Электронная библиотека » Дмитрий Быков » » онлайн чтение - страница 19

Текст книги "Булат Окуджава"


  • Текст добавлен: 27 мая 2022, 08:01


Автор книги: Дмитрий Быков


Жанр: Биографии и Мемуары, Публицистика


сообщить о неприемлемом содержимом

Текущая страница: 19 (всего у книги 60 страниц)

Шрифт:
- 100% +

22 сентября 1953 года Окуджава официально устроился на полставки в школу рабочей молодежи № 2, а спустя три месяца взял полную ставку словесницы, ушедшей в декрет. 2 января 1954 года у него родился сын Игорь, которому предстояло стать главным горем его жизни. На этот раз Окуджава настоял на том, чтобы Галина рожала в Калуге: тбилисским врачам он больше не верил. Да и потом – здесь он будет рядом, сможет помочь, если что, достать лекарства. Сохранились его письма жене в роддом. «Мы» в этих письмах – Окуджава с тестем, приехавшим в Калугу встречать Новый год: родов ожидали еще в конце декабря. Мать Галины осталась дома, ей ежедневно отбивали телеграммы с новостями.

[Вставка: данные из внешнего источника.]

PR #551, opened 2026-04-15
feat(sim-hid-bridge): diag subcommand + Xcode 26 screen-size-points fix (#491)

shaun0927:
## Summary

Two related additions for #491 investigation.

### 1. `sim-hid-bridge diag [udid]` subcommand (commit 59636e1)
Emits a structured JSON report — framework paths, Indigo C-symbol presence, SimulatorKit class presence, xcode-select path, and optional device state (incl. `mainScreenSize` **and** `mainScreenScale`). No HID injection is attempted, so it's safe to run on hosts where the production tap path currently triggers the screen-lock symptom #491 is chasing. The `indigoSymbols` list includes remediation candidates (`IndigoHIDMessageToCreatePointerService`, `IndigoHIDMessageForPointerEventFromHIDEventRef`, `IndigoHIDMessageForHIDArbitrary`) so the output doubles as a fix-candidate checklist.

Example output on this host (iPhone 16, iOS 26.4, Xcode 26):
```json
{
  "ok": true, "kind": "diag",
  "device": {
    "udid": "3BEF4E9A-…", "resolved": true, "booted": true,
    "screenWidth": 393, "screenHeight": 852, "mainScreenScale": 3
  },
  "indigoSymbols": { "IndigoHIDMessageForMouseNSEvent": true, … },
  "classes": { "_TtC12SimulatorKit21SimDigitizerInputView": true, … }
}
```

### 2. `mainScreenSize` → points fix in `getScreenSize()` (commit 6daee4b)
`SimDeviceType.mainScreenSize` regressed from logical points (Xcode ≤16: 393×852 for iPhone 16) to physical pixels (Xcode 26: **1179×2556**, confirmed via `diag`). `IndigoHIDMessageForMouseNSEvent` is fed user-supplied coordinates (points) alongside that `CGSize` — the mismatched units cause coordinate math to clip taps to the top-left ~17%×12% corner, which iOS 26+ treats as an edge-swipe/home region. That matches the "tap dismisses Settings" symptom reproduced on this branch.

The fix divides `mainScreenSize` by `mainScreenScale` whenever the scale is > 1 so callers always see point-in-point coordinates. Hosts where the property still returns points (older Xcode, scale == 1) are unchanged.

## Caveats — #491 is NOT yet fully fixed

Empirical verification on iPhone 16 / iOS 26.4 after this fix:
- Standalone `dist/sim-hid-bridge <udid> tap 196 316` (General button, point coords) still causes Settings to be dismissed to the home screen — the screen-size fix resolves the coord-unit mismatch, but iOS 26 appears to interpret even a correctly-placed `IndigoHIDMessageForMouseNSEvent` tap as a home-gesture.

So this PR is **step 1 of 2** for #491:
- ✅ Step 1 (this PR): mainScreenSize unit regression + investigation tooling.
- ⏭ Step 2 (future PR): switch the tap/swipe path off `IndigoHIDMessageForMouseNSEvent`. Leading candidates surfaced by `diag`:
  - `IndigoHIDMessageToCreatePointerService` + … + `IndigoHIDMessageToRemovePointerService` bracket around existing mouse messages (iOS 26 may now require pointer-service registration before mouse-synthesized touches route correctly).
  - `IndigoHIDMessageForPointerEventFromHIDEventRef` taking a pre-built `IOHIDEventRef` digitizer event (idb-style raw packet).
  - Swift `SimDigitizerInputView.TouchEvent` path (requires instantiating a hidden NSView; heavier).

The commented-out Tier-1 return in `getInputBackend()` stays commented until step 2 lands. No production routing change in this PR.

## Test plan
- [x] `swiftc -O src/native/sim-hid-bridge.swift -o /tmp/t && /tmp/t diag` — structured JSON, exit 0.
- [x] `/tmp/t diag <udid>` — includes `device.screenWidth=393 device.screenHeight=852 device.mainScreenScale=3` on iPhone 16 iOS 26.4 with the point-fix applied.
- [x] Existing tap/swipe contract unchanged on pre-Xcode-26 paths (scale == 1 short-circuit preserves behaviour).
- [x] Tier-1 routing remains commented out — no opensafari callers hit the SimHID tap path.
- [ ] Full step-2 re-verification (post next PR).

## Depends on
Stacks on #543 (lint fix) and #547 (`simhid-gated` reason) — commits are cherry-picked so this branch builds standalone; merge order doesn't matter.

### DIFF
--- a/src/native/sim-hid-bridge.swift
+++ b/src/native/sim-hid-bridge.swift
@@ -10,6 +10,7 @@
 //   sim-hid-bridge <udid> swipe  <x1> <y1> <x2> <y2> [duration]
 //   sim-hid-bridge <udid> key    <hidUsage> [duration]
 //   sim-hid-bridge <udid> button <home|lock|sound-up|sound-down> [duration]
+//   sim-hid-bridge diag [udid]   — framework + symbol probe (see runDiag)
 //
 // Exit codes:
 //   0  — success
@@ -72,7 +73,7 @@ enum Command {
 enum ParseError: Error { case usage(String) }
 
 func parseCommand(_ argv: [String]) throws -> (udid: String, command: Command) {
-    guard argv.count >= 3 else { throw ParseError.usage("usage: sim-hid-bridge <udid> <tap|swipe|key|button> <args...>") }
+    guard argv.count >= 3 else { throw ParseError.usage("usage: sim-hid-bridge <udid> <tap|swipe|key|button> <args...>\n       sim-hid-bridge diag [udid]") }
     let udid = argv[1], kind = argv[2], rest = Array(argv.dropFirst(3))
     switch kind {
     case "tap":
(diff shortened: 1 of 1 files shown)


shaun0927 (commented):
## Review — APPROVE

**P0**: 0 | **P1**: 1 | **P2**: 3

`diag` subcommand cleanly isolated (pre-parseCommand dispatch, exit 0 advisory semantics, structured JSON via existing `emitJSON` helper). Reuses `loadFramework`/`resolveDevice`/`isDeviceBooted`/`getDevDir` without new private-API calls — `dlsym` probes are read-only. Points-vs-pixels fix is sound: Xcode 26 `mainScreenSize` regression verified empirically, `scale > 1.0` guard preserves legacy behavior. TS-side `simhid-gated` reason + `void cachedSimHidBackend` read-guard keep cached path non-dead while Tier-1 tap stays commented.

### P1
- `runDiag` returns exit 0 even when `resolveDevice` fails (`resolved:false` in JSON); deliberate per code comment, but deserves explicit mention in `--help`/usage string so operators scripting against exit codes aren't surprised

### P2
- `getScreenSize` still hard-codes 393x852 fallback (pre-existing)
- `mainScreenScale` cast uses `Double` but some CoreSimulator builds expose it as CGFloat; `as? Double` may yield nil on 32-bit-ish paths (low risk on arm64)
- `indigoSymbols` duplicates strings in production code; justified as a diagnostic contract

PR #555, opened 2026-04-15
feat(sim-hid-bridge): tap-ps subcommand — pointer-service bracket investigation (#491)

shaun0927:
## Summary

Adds an experimental `tap-ps` subcommand to `sim-hid-bridge` that wraps the existing mouse-down/up pair with `IndigoHIDMessageToCreatePointerService` / `IndigoHIDMessageToRemovePointerService` — idb's historical shape for registering a pointer HID service before mouse-synthesised touches.

**The hypothesis under test has been empirically FALSIFIED.** This PR ships the probe tool + the negative-result evidence so follow-up work can skip this avenue.

## Hypothesis

iOS 26 stopped routing bare `IndigoHIDMessageForMouseNSEvent` messages into UITouches unless a pointer service is first registered against `SimDeviceLegacyHIDClient`. If true, bracketing the existing mouse-down/up with pointer-service create/remove should restore taps.

## Empirical result

Live test on iPhone 16 / iOS 26.4 / Xcode 26:
1. `xcrun simctl launch … com.apple.Preferences` → Settings renders (설정 with 일반, 손쉬운 사용, …).
2. `sim-hid-bridge tap-ps <udid> 196 316` → exit 0, JSON `{"ok":true,"kind":"tap-ps",…}`.
3. Simulator state: Settings dismissed, home screen shown — same home-gesture symptom as bare `tap`.

A follow-up A/B with **pixel-in-pixel coordinates** (user points × scale, `sz` = pixels) was also run via an ad-hoc binary — same home-gesture symptom. Both of the "obvious" fixes fail:

| Variant | Result |
|---|---|
| Point input + point sz (post-#551) | ❌ home gesture |
| Pixel input + pixel sz (pre-#551) | ❌ home gesture |
| Point input + point sz + CreatePointerService bracket (this PR) | ❌ home gesture |

**Conclusion**: the Xcode 26 regression is in `IndigoHIDMessageForMouseNSEvent` itself — mouse-NSEvent → UITouch synthesis no longer works regardless of coord units or service-registration bracketing.

## Why ship the probe anyway

`tap-ps` stays in the binary so:
- Future investigators can A/B against production `tap` without rebuilding.
- The symbol-resolution + fall-through scaffolding (`resolveNoArg`, `NoArgMsgFn`) is reusable for the next candidate (`IndigoHIDMessageForPointerEventFromHIDEventRef`).
- The negative-result commit message + this PR are a search-hit for anyone who rediscovers the same hypothesis later.

No production routing change — `getInputBackend()` Tier-1 return stays commented; only `tap-ps` (new subcommand) calls the bracketed path.

## Next step (separate PR)

Switch the tap/swipe path to **`IndigoHIDMessageForPointerEventFromHIDEventRef`** with a manually-constructed `IOHIDEventCreateDigitizerEventWithChildren` payload. That's idb's current (post-Xcode-26) production shape and the only remaining C-symbol candidate that `sim-hid-bridge diag` reports as resolvable on this host. Implementation requires IOKit IOHIDEvent construction, which is a larger delta — scoped as a follow-up rather than mixed in here.

## Test plan

- [x] `swiftc -O src/native/sim-hid-bridge.swift` — clean compile.
- [x] `dist/sim-hid-bridge tap-ps <udid> 196 316` — exit 0, JSON ok:true.
- [x] `dist/sim-hid-bridge tap-ps <udid> 196 316` leaves Settings dismissed (reproduced twice, documented in commit message + this PR body).
- [x] `dist/sim-hid-bridge tap <udid> 196 316` unchanged from current develop (same home-gesture symptom) — the probe does not regress the existing path.

## Depends on

Stacks on #543 / #547 / #551. Commits are cherry-picked so this branch lints + compiles standalone; merge order doesn't matter.

### DIFF
--- a/src/native/sim-hid-bridge.swift
+++ b/src/native/sim-hid-bridge.swift
@@ -7,6 +7,7 @@
 //
 // Usage:
 //   sim-hid-bridge <udid> tap    <x> <y> [duration]
+//   sim-hid-bridge <udid> tap-ps <x> <y> [duration] — experimental iOS 26 path
 //   sim-hid-bridge <udid> swipe  <x1> <y1> <x2> <y2> [duration]
 //   sim-hid-bridge <udid> key    <hidUsage> [duration]
 //   sim-hid-bridge <udid> button <home|lock|sound-up|sound-down> [duration]
@@ -66,6 +67,13 @@ func loadCoreSimulator() -> UnsafeMutableRawPointer? {
 // MARK: - Command parsing
 enum Command {
     case tap(x: Double, y: Double, duration: Double?)
+    // tap-ps: experimental path for iOS 26+ — wraps the mouse-down/up
+    // messages with IndigoHIDMessageToCreatePointerService /
+    // IndigoHIDMessageToRemovePointerService. See #491 for the hypothesis
+    // that the screen-lock symptom is caused by iOS 26 no longer routing
+    // mouse NSEvents into UIKit touches unless a pointer HID service has
+    // been registered first.
+    case tapPS(x: Double, y: Double, duration: Double?)
     case swipe(x1: Double, y1: Double, x2: Double, y2: Double, duration: Double?)
     case key(hidUsage: Int, duration: Double?)
     case button(name: String, duration: Double?)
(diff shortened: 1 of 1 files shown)


shaun0927 (commented):
## Review — APPROVE

Minimal, self-contained Swift-only investigation probe for #491. The `tap-ps` subcommand brackets existing mouse-down/up events with `IndigoHIDMessageToCreatePointerService` / `IndigoHIDMessageToRemovePointerService` — both symbols were confirmed via `sim-hid-bridge diag`. When symbols are missing, falls back gracefully to `execTap`. Not wired into the TypeScript routing layer, so production input paths are untouched.

### P2
- `NoArgMsgFn` signature is a best-guess based on other IndigoHID helpers; if the real signature differs, we may get a benign no-op — documented in the code comment
- Consider adding the sub-command to `diag` output so CI sentinels can probe whether it's callable without shelling out to an interactive bridge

«2 января. Бибулик! (Домашнее прозвище Галины.) Оказывается, всё так, как и думали. Сейчас пойдем и напьемся крепко вусмерть. Мы очень были за тебя спокойны, почему не знаю. Что тебе принести покушать, и сейчас же ответь, как ты себя чувствуешь и видела ли Пикелишу? И какой он, а тебе он понравился ли? А может быть, не нравится? Тогда оставим его, а?»

«Бибулик! Вот мы и прибежали. От тебя пошли на телеграф и пустили по свету молву. Теперь принесли тебе немного всего, и рулетик достали, ты ведь его любишь. Как там Пикелиш?

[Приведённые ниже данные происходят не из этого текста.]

Issue #531, opened 2026-04-15
ci: WebView headless smoke — dedicated fixture + CI job


shaun0927:
## Context

Spun out from #501. Issue #501 added a daily `headless-smoke.yml` workflow with Safari (#524), Flutter (#526), and Native SimulatorKit HID (#530) smoke jobs. The WebView leg was deferred here because the repository has no dedicated WebView test fixture today:

- `tests/integration/hybrid-qa-e2e.test.ts` exercises the hybrid QA tooling but does not ship a pre-built native app with an embedded `WKWebView`.
- Building / installing a hybrid fixture on every CI run, launching it, locating the embedded WebView, and verifying the backend routing all need dedicated engineering.

## Problem

Epic #484 Acceptance Criteria requires:

> - [ ] WebView 자동화 — 네이티브 컨테이너 + 웹뷰 혼합 시나리오
> - [ ] 모든 잡 telemetry에서`backendKind in ['flutter-vm','simhid','webkit']`만 기록 (for the WebView leg, the web half must route through `webkit` and the native half through `simhid` without any `applescript` fallback)

Without this job, #484 cannot be closed even after Safari / Flutter / Native smoke jobs are green.

## Proposed Scope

Если на меня похож, то должны быть усы. Я забыл спросить, какие Пикелиш папиросы курит? Мы за него пили 56° водку, чтобы он тоже был крепчайший, а в отношении имени пока ничего не сообразили, но вообще ты должна подумать и предложить, а мы поможем.

Крепко тебя целую, Булат».

«Бибулик! Сегодня я уже один прибежал к вам. Посылаем тебе вареньице, икру, молочко и яички. Приносить ли тебе булочки? Как твое здоровье? Получили ответную телеграмму от мамы. Ты Пикелишу заставляй кушать, а то он избалуется. Я тебя никак не могу представить матерью. Как это он рядом с тобой! Ты, пожалуйста, не стесняйся и тереби врачей по всем вопросам, а за него особенно не волнуйся, т. к. все говорят, что это явление обычное, нужно его заставлять, тормошить. (Галина написала домашним из больницы, что мальчик не хочет есть, плачет, но грудь не берет. – Д. Б.) Книгу никакую купить не успел, решил пока послать «Землю Санникова»: она все-таки новая, а сегодня куплю что-нибудь. Вчера проводили Василия Харитоновича. Перед отъездом решали о именах». Тесть предлагал назвать сына Владимиром или Глебом, Булат настаивал на Игоре: любопытно, что оба, не сговариваясь, обратились к древнерусской традиции.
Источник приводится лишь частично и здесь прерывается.